# Life Jacket - so cute



## Teddyandme (Feb 6, 2005)

I had to write and tell everyone about the cutest thing I just got for Teddy...I am heading to Florida on Friday for 12 days of great times...my little brother is getting married so we are heading down. My brother is docking his boat at the hotel I am staying so I will have use of it while I am down...so I have been worrying about how to keep Teddy safe.

I don't have to worry anymore...I found him the cutest life vest...he looks so cute in it....I love it. I will be able to attach him to the boat so that he cannot fall out...but have the added bonus if something does happen that he will float. My daughter has a digital camera so I will try and take a picture of him and post later tonight. 

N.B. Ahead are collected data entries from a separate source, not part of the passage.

Issue #366, opened 2022-10-05
Consider let build fail when hpy-abi=universal and `Py*` symbols are discovered


timfel:
This could happen when the stub loader is created, since the `.so` exists at that point. It would ensure that people don't accidentally build hpy universal binaries that only work because our implementations currently have cpyext (or are CPython)

mattip:
Another option is to set up compilation so that any use of `Python.h` will fail. This could be done by setting the include macro and creating a "fake" `Python.h`. Maybe both methods are needed to actually prove the binary is truly universal.

mattip:
I think this can be closed now that #371 is merged. Please reopen if I misunderstood.

PR #371, opened 2022-10-16
Introduce the Hybrid ABI

### LINKED ISSUE #288: Unable to compile on Python 3.11 alpha 5
When running `python3.11 -m pip wheel hpy --use-pep517` the output is as follows:

```console
Collecting hpy
  Downloading hpy-0.0.3.tar.gz (172 kB)
     |████████████████████████████████| 172 kB 9.5 MB/s 
  Installing build dependencies ... done
  Getting requirements to build wheel ... done
  Installing backend dependencies ... done
    Preparing wheel metadata ... done
Building wheels for collected packages: hpy
  Building wheel for hpy (PEP 517) ... error
  ERROR: Command errored out with exit status 1:
   command: /home/domdf/.local/bin/python3.11 /home/domdf/python311/lib/python3.11/site-packages/pip/_vendor/pep517/in_process/_in_process.py build_wheel /tmp/tmp4xeykvcx
       cwd: /tmp/pip-wheel-9n1000e1/hpy_bf00928872e2496a9d116bd1dd260d92
  Complete output (37 lines):
  fatal: not a git repository (or any of the parent directories): .git
  running bdist_wheel
  running build
  running build_py
  running egg_info
  writing hpy.egg-info/PKG-INFO
  writing dependency_links to hpy.egg-info/dependency_links.txt
  writing entry points to hpy.egg-info/entry_points.txt
  writing requirements to hpy.egg-info/requires.txt
  writing top-level names to hpy.egg-info/top_level.txt
  listing git files failed - pretending there aren't any
  reading manifest file 'hpy.egg-info/SOURCES.txt'
  reading manifest template 'MANIFEST.in'
  adding license file 'LICENSE'
  running build_ext
  building 'hpy.universal' extension
  hpy/debug/src/debug_ctx_cpython.c: In function ‘debug_ctx_CallRealFunctionFromTrampoline’:
  hpy/debug/src/debug_ctx_cpython.c:162:20: error: dereferencing pointer to incomplete type ‘cpy_Py_buffer’ {aka ‘struct bufferinfo’}
    162 |             a->view->obj = NULL;
        |                    ^~
  hpy/debug/src/debug_ctx_cpython.c:165:36: warning: passing argument 3 of ‘_buffer_h2py’ from incompatible pointer type [-Wincompatible-pointer-types]
    165 |         _buffer_h2py(dctx, &hbuf, a->view);
        |                                   ~^~~~~~
        |                                    |
        |                                    cpy_Py_buffer * {aka struct bufferinfo *}
  hpy/debug/src/debug_ctx_cpython.c:41:78: note: expected ‘Py_buffer *’ {aka ‘struct <anonymous> *’} but argument is of type ‘cpy_Py_buffer *’ {aka ‘struct bufferinfo *’}
     41 | static void _buffer_h2py(HPyContext *dctx, const HPy_buffer *src, Py_buffer *dest)
        |                                                                   ~~~~~~~~~~~^~~~
  hpy/debug/src/debug_ctx_cpython.c:173:29: warning: passing argument 2 of ‘_buffer_py2h’ from incompatible pointer type [-Wincompatible-pointer-types]
    173 |         _buffer_py2h(dctx, a->view, &hbuf);
        |                            ~^~~~~~
        |                             |
        |                             cpy_Py_buffer * {aka struct bufferinfo *}
  hpy/debug/src/debug_ctx_cpython.c:56:61: note: expected ‘const Py_buffer *’ {aka ‘const struct <anonymous> *’} but argument is of type ‘cpy_Py_buffer *’ {aka ‘struct bufferinfo *’}
     56 | static void _buffer_py2h(HPyContext *dctx, const Py_buffer *src, HPy_buffer *dest)
        |                                            ~~~~~~~~~~~~~~~~~^~~
  error: command '/usr/bin/gcc' failed with exit code 1
  ----------------------------------------
  ERROR: Failed building wheel for hpy
Failed to build hpy
ERROR: Failed to build one or more wheels

```

The output is more or less the same when building from git, with some of the line numbers changing.

-----

It looks like `bufferinfo` was removed in https://github.com/python/cpython/pull/29991, which made it into alpha 5.

It's used here:

https://github.com/hpyproject/hpy/blob/dd702f55ce391df43cbf5dab1ce7d4b1be23110b/hpy/devel/include/hpy/cpy_types.h#L12

antocuni:
This PR introduces the `hybrid` ABI:
  - extensions which targets `universal` cannot `#include <Python.h>`, cannot use legacy features and produce a file called e.g. `simple.hpy0.so`.
  - extensions which targets `hybrid` can use `Python.h` and produce a file called e.g. `simply.hpy0-cpy38.so`.

See the updated docs for more info.

**Filename**
For universal, I choose to use `.hpy0.so` because we should use a versioned scheme. I didn't want to use `.hpy1.so` for now, because we might still want to change the ABI before becoming "official"

For hybrid, we want to include both the hpy version and the cpython version. I chose `hpy0-cp38.so`, which is the result of many sub-choices.
To start with, let's see what is the filename that you get on "normal" extensions:
- linux: `foo.cpython-38-x86_64-linux-gnu.so`.
- linux stable ABI: `foo.abi3.so`
- mac: `foo.cpython-310-darwin.so` (or `.dylib`? I think I've seen both)
- win: `foo.cp38-win_amd64.pyd`
- pypy: `foo.pypy38-pp73-x86_64-linux-gnu.so`
- graalpy: `foo.graalpy-38-native-x86_64-darwin.dylib`

It varies wildly: 
  - cpython uses both `cpython-38` and `cp38`. 
  - the platform tag sometimes includes the CPU, sometimes not
  - the stable ABI extensions doesn't include the platform tag at all

So for hpy hybrid I chose to:
  - use `cp38` instead of `cpython-38`: this is shorter, and most importantly it's the same tag which goes in the wheel names
  - don't include the platform tag: if it's not needed for the stable ABI, it means it's not needed for us as well

**Compile time errors**
In universal mode, you are not allowed to use `Python.h`: we try hard to display a nice compile time error by putting our own `Python.h` in the include dirs. This might not work in all setups, but it should be good enough for most cases.

In universal mode, you cannot call `HPy_AsPyObject` and `HPy_FromPyObject`: I managed to get a compile-time error on gcc, but not on old clangs nor in MSVC. Again, too bad but it's better than nothing:
https://github.com/hpyproject/hpy/blob/4cde71792d754cc0445b39a6795e68536e877a04/hpy/devel/include/hpy/cpy_types.h#L24-L27
https://github.com/hpyproject/hpy/blob/4cde71792d754cc0445b39a6795e68536e877a04/hpy/devel/include/hpy.h#L76-L95

The other legacy features that you cannot use are `.legacy_methods` and `.legacy_slots`: but these are now impossible to use, because in order to pass anything meaningful you have to instantiate e.g. a `PyMethodDef` struct, which you can't because you cannot include `Python.h`

We still need to reference some `cpy_*` types, e.g. to declare the `HPyModule_Spec.legacy_methods` field. This is done here:
https://github.com/hpyproject/hpy/blob/4cde71792d754cc0445b39a6795e68536e877a04/hpy/devel/include/hpy/cpy_types.h#L4-L36

in cpython and hybrid modes, we use the real types from `Python.h`. In universal mode, we use "fake" types, but note that they are only forward declarations and they cannot be instantiated.

This should also fix #288.

**Future improvements**
There are many things which we can to to improve the situation, but I think they can be done in future PRs:
  - post-compilation sanity check: after compiling to `universal`, we could run a sanity check to actually ensure that we don't link against any `Py*` symbol
  - runtime check: it would be nice to have two different context for universal and hybrid ABI: the universal ctx would fail cleanly if you try to call `HPy_{As,From}PyObject` or use `.legacy_methods`, etc.
  - better compile time errors on different compilers


hpy/devel/include/hpy.h
```diff
@@ -37,6 +72,28 @@ extern "C" {
 #  define _HPy_NO_RETURN
 #endif
 
+
+// clang and gcc supports __has_attribute, MSVC doesn't. This should be enough
```
fangerer, line 76: What if we surround the auto-generated trampolines with some `#ifdef HPY_ABI_UNIVERSAL` ?

hpy/devel/include/hpy/cpy_types.h
```diff
@@ -1,15 +1,42 @@
...
+// #error if they are used
+HPyAPI_FUNC _HPY_LEGACY cpy_PyObject *HPy_AsPyObject(HPyContext *ctx, HPy h);
+HPyAPI_FUNC _HPY_LEGACY HPy HPy_FromPyObject(HPyContext *ctx, cpy_PyObject *obj);
+
+#else
+
+// Python.h has already been included by the main hpy.h
+typedef PyObject cpy_PyObject;
+typedef PyMethodDef cpy_PyMethodDef;
+typedef Py_buffer cpy_Py_buffer;
```
fangerer, line 34: Ah, that's great and will fix our `CPython >=3.11` compatibility problem.
Maybe you could mention issue #288 in this PR.

hpy/devel/include/hpy/hpymodule.h
```diff
@@ -31,30 +31,30 @@ typedef struct {
...
-        _ctx_for_trampolines = ctx;                            \
-        return init_##modname##_impl(ctx);                     \
+        return _h2py(init_##modname##_impl(_HPyGetContext())); \
     }
 
-#else // HPY_UNIVERSAL_ABI
+#else // HPY_ABI_CPYTHON
 
-// module initialization in the CPython case
+// module initialization in the universal case
```
fangerer, line 47:
```suggestion
// module initialization in the universal and hybrid case
```

hpy/universal/src/hpymodule.c
```diff
@@ -155,7 +155,7 @@ static PyObject *get_version(PyObject *self, PyObject *ignored)
 }
 
 static PyMethodDef HPyMethods[] = {
-    {"load", (PyCFunction)load, METH_VARARGS | METH_KEYWORDS, "Load a .hpy.so"},
+    {"load", (PyCFunction)load, METH_VARARGS | METH_KEYWORDS, "Load a .hpy0.so"},
```
fangerer, line 158: We are also using this in `hpy/devel/abitag.py`. I think these two usages should have a strong connection. Can we do what we do with the version? Define it in a C header and expose it in Python.

test/conftest.py
```diff
@@ -19,6 +19,10 @@ def pytest_addoption(parser):
         help="Enables dump mode and specifies where to write generated test "
              "sources. This will then only generate the sources and skip "
              "evaluation of the tests.")
+    parser.addoption(
+        '--reuse-venv', action="store_true",
```
fangerer, line 23: 👍

test/test_legacy_forbidden.py
```diff
@@ -0,0 +1,76 @@
...
+from .support import HPyTest, make_hpy_abi_fixture
+
+# this is not strictly correct, we should check whether the actualy compiler
+# is GCC. But for the CI and most cases, it's enough to assume that if we are
+# on linux we are using GCC.
+#
+# We need this because some of the nice compilation errors (such as the ones
+# causes by _HPY_LEGACY) are triggered only by gcc. Would be nice to have them
+# also for other compilers
+ONLY_GCC = pytest.mark.skipif(sys.platform!='linux', reason='GCC only')
```
fangerer, line 17: Should that maybe go into `support.py` ?

fangerer (approved):
Great work, thank you!
I added some comments but I don't see blockers.

hpy/devel/abitag.py
```diff
@@ -0,0 +1,63 @@
...
+    # platform:
+    #   - linux:   '.cpython-310-x86_64-linux-gnu.so'
+    #   - mac:     '.cpython-310-darwin.so'
+    #   - win:     '.cp310-win_amd64.pyd'
+    #   - pypy:    '.pypy38-pp73-x86_64-linux-gnu.so'
+    #   - graalpy: '.graalpy-38-native-x86_64-darwin.dylib'
+    assert ext_suffix[0] == '.'
+    _, soabi, ext = ext_suffix.split('.')
+
+    # this is very ad-hoc but couldn't find a better way to do it
```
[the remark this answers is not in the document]
mattip: See also [this PR](https://github.com/pypa/packaging/pull/607/files#diff-e2a5f8198f944bfcd050534d68367fd50e3f9f28afe1bb4b54c72afccd8fc0f6R228) to packaging/tags to improve the generic abi parsing there.

fangerer:
@steve-s You are right, I forgot about that effort. Would it make sense to introduce some generic ABI tag?

fangerer:
> What exactly do you mean by that? That we'd drop `hpyX` tag as suggested in this PR and use just generic `hpy`?

Yes, that's what I meant.

I do also think that a generic ABI tag does not make a lot of sense. I agree that we can have both.

hpy/devel/abitag.py
```diff
@@ -0,0 +1,63 @@
...
+        n = 2
+    elif parts[0].startswith('graalpy'):    # graalpy
+        n = 3
+    else:                                   # none of the above, keep all parts
+        n = len(parts)
+
+    abi_tag = '-'.join(parts[:n])
+    # on cpython linux/mac, abi is now cpython-310: shorten it ot cp310, like
+    # on windows and on wheel tags
+    abi_tag = abi_tag.replace('cpython-', 'cp')
```
mattip, line 43: Is it possible to change the value graalpython returns here or has that ship sailed? I think graalpy-38-native is a bit long. This is the name used in the wheel filename, so will wheels be called `numpy-1.23.4-graalpy38-graalpy-38-native-manylinux_2_17_x86_64.whl ` ?

mattip:
Is there more to do here or should we merge this as-is and incrementally improve things toward a release?

mattip:
Closes #366

steve-s:
I also had a cursory look over the changes and I vote for merging it and incrementally improve things toward a release

hpy/universal/src/hpymodule.c
fangerer: One little more thing: there is an `int ctx_version` field in `HPyContext`. Matti brought to my attention, that this field basically is the ABI version, right? So, I think we should set `ctx_version` appropriately.

hpy/devel/abitag.py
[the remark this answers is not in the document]
antocuni: > We can just have our own scheme

This is possible for universal modules (and it's essentially what we do) but not for hybrid: for hybrid, we also want to include enough info to be able to distinguish the host interpreter, and so the only reliable source of information is the host interpreter itself.
For example, on CPython we need to distinguish between e.g. `cp38` and `cp38d`.
Basically, my idea is to start from EXT_SUFFIX and carefully remove unnecessary stuff (such as the platform), while keeping all the rest (which I treat as mostly opaque).

> See also [this PR](https://github.com/pypa/packaging/pull/607/files#diff-e2a5f8198f944bfcd050534d68367fd50e3f9f28afe1bb4b54c72afccd8fc0f6R228) to packaging/tags

yes, it looks very similar. I wonder whether it's a good idea to just reuse it?

hpy/devel/include/hpy/cpy_types.h
antocuni: right! I edited the description to mention it

hpy/devel/include/hpy.h
fangerer: Not to this particular line but to the block from line 78 to 82.
What I meant is: `_HPY_LEGACY` is used to mark legacy functions such that the extension author gets compilation error if they are called and compiled in universal ABI, right?
My suggestion was that instead of this attribute, we could just define those functions in a way that the produce a compilation error. But I'm fine with this approach.

mattip:
after the capsule changes, this PR has conflicts

hpy/devel/include/hpy.h
antocuni: ah ok I understand what I mean. I think it would be worse, because in that case the C compiler would assume that e.g. `HPy_AsPyobject` has an implicit declaration: it would emit a warning and happily compile, which is even worse.

hpy/universal/src/hpymodule.c
antocuni: yes, good point. It turns out that sharing the same definition in C and Python is a mess as usual, so I opted for defining it in two places (hpy.h and abitag.py) and add a test which checks that they are on sync.
Also, I renamed `ctx->ctx_version` into `ctx->abi_version` and set its value to `HPY_ABI_TAG`, see commits 71d2a7d and 1f70e65.

test/test_legacy_forbidden.py
antocuni: fixed by 4907ee8

antocuni:
> If we include the ABI version in the tag, I am wondering if we need #356. At the same time I like the approach in #356, because it will be "fool-proof" -- even if you have wrong tag for whatever reason it'll still check and choose the right ABI for your extension. So right now I am in favor of keeping both the ABI tag and #356 even though they are redundant.

if think we can have both: basically, the logic of this PR tries to ensure that you cannot use CPython symbols by mistake, and #356 would become a sanity check to ensure that it works well.
Not sure if it's high-priority, but it surely doesn't hurt.

antocuni:
@mattip @fangerer @steve-s I think I addressed all the comments and fixed the conflicts.
If you don't have anything against, I'll merge the PR as soon as the tests are green

fangerer:
LGTM. Please go ahead and merge.
That's great work. Thank you!

mattip:
Yay!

Anyone else have any helpful hints or stories about the water and their babies. 

Susan


----------



## Scoobydoo (May 26, 2005)

Oh please do, I think he would look really cute in it


----------



## NC's Mom (Oct 23, 2004)

I bought Sir N a life jacket a couple of years ago because I thought that living on an island meant easy access to the beach and the ocean. Unfortunately, where we lived, it was all cliffs, so he never had the chance to wear it. I think we still have it...based on the fact that he looked cute in it and it was too expensive to just throw away.


----------



## Quincymom (Oct 17, 2004)

Oh I would love to see a picture! Especially with him wearing it enjoying the good life on a boat.
Quincymom


----------



## puppylucy (Jan 8, 2005)

great!!! can't wait to see pics.

more importantly, have a great time!! what part of the state are you going to??


----------



## Teddyandme (Feb 6, 2005)

We will be staying in Jensen Beach...which is about 1.5 hours from Fort Lauderdale...or 1 hour from West Palm.

Can't wait....the picture is coming..my daughter is out tonight so when she is here...I will take one.


Susan


----------



## puppylucy (Jan 8, 2005)

awesome! you'll be about an hour from me - thats near where my grandpa lives







have a great time


----------